Data for processing Start Marker

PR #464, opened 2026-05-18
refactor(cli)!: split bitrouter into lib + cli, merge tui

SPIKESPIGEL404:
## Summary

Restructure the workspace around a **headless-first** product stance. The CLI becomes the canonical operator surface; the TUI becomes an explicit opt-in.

Data for processing End Marker
Data for processing Start Marker

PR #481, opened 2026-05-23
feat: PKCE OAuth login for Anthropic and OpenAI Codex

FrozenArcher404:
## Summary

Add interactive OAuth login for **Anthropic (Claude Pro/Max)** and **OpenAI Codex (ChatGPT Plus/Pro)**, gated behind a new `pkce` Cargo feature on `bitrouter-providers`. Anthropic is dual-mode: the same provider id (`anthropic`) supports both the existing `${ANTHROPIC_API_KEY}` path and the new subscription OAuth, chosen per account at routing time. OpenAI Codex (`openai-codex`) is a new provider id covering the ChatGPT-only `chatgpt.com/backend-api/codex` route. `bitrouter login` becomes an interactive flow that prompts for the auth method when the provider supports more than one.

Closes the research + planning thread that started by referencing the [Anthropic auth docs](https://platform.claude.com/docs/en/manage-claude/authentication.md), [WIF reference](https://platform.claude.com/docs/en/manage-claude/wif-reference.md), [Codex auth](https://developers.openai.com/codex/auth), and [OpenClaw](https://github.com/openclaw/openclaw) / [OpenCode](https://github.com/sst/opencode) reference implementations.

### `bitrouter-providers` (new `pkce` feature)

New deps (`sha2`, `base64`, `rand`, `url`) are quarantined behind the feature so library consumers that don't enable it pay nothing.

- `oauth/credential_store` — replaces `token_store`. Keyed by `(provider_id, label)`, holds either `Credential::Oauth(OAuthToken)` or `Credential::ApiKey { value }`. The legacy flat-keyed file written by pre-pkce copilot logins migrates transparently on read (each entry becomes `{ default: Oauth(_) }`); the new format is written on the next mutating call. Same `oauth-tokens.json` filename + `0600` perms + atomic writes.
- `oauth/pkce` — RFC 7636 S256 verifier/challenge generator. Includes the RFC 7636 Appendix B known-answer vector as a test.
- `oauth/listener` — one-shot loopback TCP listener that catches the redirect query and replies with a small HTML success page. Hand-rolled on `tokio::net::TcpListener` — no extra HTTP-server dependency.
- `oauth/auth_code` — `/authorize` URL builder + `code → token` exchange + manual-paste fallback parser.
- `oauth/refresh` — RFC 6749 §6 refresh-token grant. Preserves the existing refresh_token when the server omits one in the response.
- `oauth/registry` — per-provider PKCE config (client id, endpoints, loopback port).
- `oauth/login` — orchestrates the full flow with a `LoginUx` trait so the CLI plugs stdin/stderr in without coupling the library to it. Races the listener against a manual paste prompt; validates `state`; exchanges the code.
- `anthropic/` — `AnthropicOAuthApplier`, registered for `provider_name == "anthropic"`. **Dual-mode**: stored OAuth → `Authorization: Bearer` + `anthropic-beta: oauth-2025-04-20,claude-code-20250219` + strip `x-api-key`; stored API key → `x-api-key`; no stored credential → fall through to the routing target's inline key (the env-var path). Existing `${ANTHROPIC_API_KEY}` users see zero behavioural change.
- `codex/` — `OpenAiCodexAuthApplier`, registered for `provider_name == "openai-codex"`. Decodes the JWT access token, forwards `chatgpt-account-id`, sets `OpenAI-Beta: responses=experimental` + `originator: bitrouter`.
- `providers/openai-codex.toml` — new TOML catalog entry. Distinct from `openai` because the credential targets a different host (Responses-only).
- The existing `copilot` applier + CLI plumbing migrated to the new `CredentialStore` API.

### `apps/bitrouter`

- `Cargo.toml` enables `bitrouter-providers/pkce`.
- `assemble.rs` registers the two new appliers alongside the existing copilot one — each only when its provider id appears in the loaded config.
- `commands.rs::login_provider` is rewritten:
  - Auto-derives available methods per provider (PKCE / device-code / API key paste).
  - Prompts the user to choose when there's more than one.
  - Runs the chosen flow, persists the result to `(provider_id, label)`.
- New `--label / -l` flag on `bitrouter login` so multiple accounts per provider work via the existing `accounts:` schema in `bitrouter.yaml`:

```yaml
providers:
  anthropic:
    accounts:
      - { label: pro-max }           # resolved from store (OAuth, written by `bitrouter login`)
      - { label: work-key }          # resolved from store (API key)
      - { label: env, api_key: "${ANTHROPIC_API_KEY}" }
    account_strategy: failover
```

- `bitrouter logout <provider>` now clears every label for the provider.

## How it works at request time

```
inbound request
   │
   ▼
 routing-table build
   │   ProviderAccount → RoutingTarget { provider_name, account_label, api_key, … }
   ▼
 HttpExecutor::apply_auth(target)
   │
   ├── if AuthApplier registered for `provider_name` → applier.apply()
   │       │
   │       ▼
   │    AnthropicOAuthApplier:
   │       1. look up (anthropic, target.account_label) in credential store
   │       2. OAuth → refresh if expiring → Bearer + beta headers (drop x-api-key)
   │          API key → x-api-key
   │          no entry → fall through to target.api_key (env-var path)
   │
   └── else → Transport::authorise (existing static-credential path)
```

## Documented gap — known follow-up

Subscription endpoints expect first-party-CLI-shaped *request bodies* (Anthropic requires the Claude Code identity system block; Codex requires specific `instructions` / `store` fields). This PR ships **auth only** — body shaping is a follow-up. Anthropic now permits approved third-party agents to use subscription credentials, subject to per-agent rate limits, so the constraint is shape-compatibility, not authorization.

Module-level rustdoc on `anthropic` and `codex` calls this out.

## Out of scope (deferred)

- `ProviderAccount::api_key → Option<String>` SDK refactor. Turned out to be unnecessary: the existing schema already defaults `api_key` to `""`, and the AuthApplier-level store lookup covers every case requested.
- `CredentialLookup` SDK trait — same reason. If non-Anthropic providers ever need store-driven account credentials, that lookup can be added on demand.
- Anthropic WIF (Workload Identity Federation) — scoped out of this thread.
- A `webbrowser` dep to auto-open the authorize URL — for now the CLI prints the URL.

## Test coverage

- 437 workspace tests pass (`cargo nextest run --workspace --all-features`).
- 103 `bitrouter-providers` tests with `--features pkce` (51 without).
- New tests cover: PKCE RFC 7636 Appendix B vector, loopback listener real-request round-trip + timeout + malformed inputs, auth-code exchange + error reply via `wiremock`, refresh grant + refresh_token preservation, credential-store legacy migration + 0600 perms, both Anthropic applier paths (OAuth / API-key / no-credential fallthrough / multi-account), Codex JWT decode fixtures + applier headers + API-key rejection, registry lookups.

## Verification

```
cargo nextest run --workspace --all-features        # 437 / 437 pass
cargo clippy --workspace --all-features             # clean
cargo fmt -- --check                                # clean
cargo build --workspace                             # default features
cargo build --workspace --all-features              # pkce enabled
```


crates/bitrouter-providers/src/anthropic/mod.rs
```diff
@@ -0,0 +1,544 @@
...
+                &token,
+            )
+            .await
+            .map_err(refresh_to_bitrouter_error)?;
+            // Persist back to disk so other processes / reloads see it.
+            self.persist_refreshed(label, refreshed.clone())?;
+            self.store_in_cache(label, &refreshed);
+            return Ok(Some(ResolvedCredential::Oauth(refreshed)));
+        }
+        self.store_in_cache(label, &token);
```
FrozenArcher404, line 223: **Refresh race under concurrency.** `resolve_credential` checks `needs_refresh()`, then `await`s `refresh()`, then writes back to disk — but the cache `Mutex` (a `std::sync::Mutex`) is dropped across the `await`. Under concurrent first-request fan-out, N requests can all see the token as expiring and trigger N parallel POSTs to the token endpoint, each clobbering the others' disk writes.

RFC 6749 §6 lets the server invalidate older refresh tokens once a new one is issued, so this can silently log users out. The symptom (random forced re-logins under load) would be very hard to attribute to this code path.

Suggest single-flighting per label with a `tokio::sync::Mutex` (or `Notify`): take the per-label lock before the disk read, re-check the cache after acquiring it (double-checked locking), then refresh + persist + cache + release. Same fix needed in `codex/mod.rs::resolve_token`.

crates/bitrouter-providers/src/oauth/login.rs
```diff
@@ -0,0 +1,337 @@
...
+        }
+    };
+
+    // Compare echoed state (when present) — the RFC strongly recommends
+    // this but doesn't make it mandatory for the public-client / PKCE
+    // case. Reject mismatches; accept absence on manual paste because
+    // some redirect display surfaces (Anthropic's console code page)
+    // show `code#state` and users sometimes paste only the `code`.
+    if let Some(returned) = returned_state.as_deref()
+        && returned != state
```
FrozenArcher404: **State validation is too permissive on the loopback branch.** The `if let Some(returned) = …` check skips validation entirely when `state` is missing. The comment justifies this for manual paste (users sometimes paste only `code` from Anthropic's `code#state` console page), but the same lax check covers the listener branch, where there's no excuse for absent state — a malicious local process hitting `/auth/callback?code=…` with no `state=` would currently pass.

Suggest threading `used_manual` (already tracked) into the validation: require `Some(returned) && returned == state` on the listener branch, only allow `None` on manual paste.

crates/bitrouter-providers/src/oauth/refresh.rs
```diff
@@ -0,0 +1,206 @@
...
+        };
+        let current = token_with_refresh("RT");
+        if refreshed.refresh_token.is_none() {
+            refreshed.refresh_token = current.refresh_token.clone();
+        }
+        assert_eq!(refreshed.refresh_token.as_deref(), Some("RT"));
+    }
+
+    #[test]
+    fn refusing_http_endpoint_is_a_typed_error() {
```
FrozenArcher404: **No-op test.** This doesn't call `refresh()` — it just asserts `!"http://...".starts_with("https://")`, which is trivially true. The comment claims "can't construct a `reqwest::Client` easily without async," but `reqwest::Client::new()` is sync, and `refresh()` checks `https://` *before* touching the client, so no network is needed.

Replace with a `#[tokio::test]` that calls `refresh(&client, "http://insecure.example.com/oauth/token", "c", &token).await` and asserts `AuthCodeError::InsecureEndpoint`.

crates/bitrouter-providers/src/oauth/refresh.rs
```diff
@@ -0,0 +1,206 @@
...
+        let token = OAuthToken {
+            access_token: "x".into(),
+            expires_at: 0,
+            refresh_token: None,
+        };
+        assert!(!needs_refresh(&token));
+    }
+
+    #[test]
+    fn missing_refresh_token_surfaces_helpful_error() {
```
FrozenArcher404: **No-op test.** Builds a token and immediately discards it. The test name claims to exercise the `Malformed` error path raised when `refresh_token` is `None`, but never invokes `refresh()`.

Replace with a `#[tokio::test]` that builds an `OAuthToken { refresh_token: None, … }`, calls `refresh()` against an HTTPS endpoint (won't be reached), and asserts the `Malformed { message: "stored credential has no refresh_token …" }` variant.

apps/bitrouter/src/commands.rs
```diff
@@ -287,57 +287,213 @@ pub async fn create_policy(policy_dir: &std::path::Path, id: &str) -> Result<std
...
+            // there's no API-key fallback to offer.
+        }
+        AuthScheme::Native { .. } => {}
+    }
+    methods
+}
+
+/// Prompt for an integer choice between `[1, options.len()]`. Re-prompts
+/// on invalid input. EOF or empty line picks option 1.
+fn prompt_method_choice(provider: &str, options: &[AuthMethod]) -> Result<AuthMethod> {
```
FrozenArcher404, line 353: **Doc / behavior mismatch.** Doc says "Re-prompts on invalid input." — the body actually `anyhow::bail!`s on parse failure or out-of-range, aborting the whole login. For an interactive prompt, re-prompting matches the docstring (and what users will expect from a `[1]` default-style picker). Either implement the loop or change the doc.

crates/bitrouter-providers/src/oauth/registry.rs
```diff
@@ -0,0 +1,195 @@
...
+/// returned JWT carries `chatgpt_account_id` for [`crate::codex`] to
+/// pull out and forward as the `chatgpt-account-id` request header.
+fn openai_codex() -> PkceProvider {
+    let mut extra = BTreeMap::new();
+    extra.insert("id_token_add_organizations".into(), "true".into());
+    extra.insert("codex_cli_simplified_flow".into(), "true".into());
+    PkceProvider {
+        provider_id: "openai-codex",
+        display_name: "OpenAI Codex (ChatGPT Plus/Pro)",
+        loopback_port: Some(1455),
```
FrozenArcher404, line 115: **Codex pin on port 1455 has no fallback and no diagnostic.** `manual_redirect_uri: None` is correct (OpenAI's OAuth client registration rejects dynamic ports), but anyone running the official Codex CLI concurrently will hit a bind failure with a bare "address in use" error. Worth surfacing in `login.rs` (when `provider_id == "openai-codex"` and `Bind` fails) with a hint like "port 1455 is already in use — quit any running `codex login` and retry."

Data for processing End Marker
Data for processing Start Marker

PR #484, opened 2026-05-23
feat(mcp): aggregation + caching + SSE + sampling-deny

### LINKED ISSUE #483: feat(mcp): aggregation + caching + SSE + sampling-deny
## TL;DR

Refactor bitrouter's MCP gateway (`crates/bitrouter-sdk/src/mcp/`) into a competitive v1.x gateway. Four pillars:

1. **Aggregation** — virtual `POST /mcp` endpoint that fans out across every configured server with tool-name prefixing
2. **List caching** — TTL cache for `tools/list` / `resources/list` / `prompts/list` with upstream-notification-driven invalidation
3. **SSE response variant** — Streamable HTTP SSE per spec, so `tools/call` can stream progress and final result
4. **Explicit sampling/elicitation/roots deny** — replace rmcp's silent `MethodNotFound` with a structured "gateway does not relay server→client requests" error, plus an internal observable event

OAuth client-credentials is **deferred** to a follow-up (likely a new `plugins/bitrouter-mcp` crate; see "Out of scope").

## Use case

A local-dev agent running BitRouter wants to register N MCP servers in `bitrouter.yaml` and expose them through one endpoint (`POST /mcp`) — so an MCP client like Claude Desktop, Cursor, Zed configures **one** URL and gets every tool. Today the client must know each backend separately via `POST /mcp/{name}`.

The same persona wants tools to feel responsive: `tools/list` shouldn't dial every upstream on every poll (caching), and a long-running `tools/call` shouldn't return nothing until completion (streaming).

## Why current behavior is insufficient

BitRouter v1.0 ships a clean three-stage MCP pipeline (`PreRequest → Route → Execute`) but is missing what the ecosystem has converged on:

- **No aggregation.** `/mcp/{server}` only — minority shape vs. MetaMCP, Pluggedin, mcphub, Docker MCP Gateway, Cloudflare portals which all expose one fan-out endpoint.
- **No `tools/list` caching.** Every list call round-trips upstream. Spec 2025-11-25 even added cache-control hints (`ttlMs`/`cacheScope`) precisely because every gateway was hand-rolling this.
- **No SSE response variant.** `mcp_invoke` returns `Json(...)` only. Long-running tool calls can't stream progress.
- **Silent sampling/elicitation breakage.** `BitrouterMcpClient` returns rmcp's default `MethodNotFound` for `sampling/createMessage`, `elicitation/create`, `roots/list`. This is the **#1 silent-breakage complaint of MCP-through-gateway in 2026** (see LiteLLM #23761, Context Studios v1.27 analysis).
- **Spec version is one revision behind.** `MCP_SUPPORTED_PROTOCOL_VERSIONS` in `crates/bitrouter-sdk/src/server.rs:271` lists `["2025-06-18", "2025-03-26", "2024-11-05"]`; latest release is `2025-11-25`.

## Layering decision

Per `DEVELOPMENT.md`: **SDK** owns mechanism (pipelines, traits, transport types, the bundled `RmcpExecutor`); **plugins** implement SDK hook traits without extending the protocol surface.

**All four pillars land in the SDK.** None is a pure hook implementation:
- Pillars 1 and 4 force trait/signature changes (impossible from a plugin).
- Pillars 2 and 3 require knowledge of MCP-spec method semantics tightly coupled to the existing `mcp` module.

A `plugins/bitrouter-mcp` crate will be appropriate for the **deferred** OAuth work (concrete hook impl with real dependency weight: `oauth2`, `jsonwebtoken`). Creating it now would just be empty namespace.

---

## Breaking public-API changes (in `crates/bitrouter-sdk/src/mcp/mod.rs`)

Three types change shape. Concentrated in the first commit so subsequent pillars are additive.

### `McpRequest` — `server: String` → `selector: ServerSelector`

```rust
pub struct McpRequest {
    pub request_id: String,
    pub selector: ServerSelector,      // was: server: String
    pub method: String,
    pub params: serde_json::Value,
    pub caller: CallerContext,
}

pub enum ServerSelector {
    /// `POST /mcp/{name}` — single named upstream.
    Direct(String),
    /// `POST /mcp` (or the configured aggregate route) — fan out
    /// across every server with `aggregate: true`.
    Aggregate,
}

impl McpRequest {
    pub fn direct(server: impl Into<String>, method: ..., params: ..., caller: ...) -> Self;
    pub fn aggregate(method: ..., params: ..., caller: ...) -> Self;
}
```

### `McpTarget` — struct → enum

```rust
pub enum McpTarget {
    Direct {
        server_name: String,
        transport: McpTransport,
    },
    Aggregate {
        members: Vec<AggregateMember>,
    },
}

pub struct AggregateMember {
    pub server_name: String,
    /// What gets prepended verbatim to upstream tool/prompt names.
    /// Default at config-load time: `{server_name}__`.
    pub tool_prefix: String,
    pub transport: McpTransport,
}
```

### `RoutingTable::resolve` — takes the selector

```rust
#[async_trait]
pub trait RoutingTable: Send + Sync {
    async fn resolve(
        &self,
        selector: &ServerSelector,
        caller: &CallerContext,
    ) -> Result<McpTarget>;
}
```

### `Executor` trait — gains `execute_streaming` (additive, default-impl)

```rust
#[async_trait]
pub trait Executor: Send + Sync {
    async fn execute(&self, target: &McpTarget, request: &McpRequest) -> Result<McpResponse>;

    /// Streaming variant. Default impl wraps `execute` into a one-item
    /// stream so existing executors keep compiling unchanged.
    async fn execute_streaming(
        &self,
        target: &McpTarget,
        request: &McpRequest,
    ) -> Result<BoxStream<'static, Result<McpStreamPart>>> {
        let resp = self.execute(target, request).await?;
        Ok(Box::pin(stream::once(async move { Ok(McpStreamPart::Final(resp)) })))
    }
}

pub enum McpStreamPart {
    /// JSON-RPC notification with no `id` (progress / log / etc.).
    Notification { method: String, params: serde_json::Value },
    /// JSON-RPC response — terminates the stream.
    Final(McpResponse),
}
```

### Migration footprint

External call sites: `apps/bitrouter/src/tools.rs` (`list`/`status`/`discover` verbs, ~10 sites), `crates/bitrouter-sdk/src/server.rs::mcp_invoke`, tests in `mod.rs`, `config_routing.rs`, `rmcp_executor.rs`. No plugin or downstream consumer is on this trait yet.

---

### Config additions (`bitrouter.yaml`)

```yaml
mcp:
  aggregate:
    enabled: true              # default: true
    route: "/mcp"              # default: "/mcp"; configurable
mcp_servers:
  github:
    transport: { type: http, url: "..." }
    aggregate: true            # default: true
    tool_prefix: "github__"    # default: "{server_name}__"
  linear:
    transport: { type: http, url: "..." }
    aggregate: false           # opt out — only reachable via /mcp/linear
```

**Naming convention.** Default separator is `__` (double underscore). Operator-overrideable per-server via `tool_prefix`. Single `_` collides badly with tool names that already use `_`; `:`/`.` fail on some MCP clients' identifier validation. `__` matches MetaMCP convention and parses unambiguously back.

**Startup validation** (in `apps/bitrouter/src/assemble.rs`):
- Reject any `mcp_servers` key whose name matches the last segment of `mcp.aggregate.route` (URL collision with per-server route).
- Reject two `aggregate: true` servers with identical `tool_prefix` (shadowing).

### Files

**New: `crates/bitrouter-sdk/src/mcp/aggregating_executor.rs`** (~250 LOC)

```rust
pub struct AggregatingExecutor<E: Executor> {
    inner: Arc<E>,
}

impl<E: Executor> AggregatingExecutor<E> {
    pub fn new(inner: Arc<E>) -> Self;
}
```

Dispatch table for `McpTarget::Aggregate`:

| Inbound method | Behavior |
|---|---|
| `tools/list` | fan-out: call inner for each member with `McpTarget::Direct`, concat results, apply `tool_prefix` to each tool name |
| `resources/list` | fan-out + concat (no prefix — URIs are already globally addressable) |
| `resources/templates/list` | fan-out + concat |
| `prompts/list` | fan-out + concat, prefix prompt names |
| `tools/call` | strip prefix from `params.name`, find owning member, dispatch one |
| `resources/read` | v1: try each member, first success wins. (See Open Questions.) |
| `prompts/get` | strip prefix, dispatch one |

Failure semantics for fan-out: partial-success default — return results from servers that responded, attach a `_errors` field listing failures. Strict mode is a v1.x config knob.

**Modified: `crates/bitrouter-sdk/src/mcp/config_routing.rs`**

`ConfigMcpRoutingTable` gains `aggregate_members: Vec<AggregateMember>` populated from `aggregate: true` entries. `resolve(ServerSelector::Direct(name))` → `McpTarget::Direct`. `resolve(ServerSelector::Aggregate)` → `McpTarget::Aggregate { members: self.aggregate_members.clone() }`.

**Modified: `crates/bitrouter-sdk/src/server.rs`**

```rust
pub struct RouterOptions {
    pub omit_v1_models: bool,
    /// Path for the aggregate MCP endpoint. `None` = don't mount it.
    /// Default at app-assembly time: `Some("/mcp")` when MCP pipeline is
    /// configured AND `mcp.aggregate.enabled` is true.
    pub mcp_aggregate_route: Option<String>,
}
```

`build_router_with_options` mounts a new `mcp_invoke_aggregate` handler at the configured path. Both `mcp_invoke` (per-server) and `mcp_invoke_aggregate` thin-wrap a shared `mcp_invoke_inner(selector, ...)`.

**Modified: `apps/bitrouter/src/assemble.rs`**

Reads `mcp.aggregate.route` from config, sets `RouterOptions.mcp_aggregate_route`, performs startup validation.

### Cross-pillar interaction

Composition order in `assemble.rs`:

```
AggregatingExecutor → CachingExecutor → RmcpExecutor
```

Data for processing End Marker

**Task:**
Only lines with the word "linear" are wanted. Find and copy them from the records above.

**Output of the exercise:**
  linear:
    aggregate: false           # opt out — only reachable via /mcp/linear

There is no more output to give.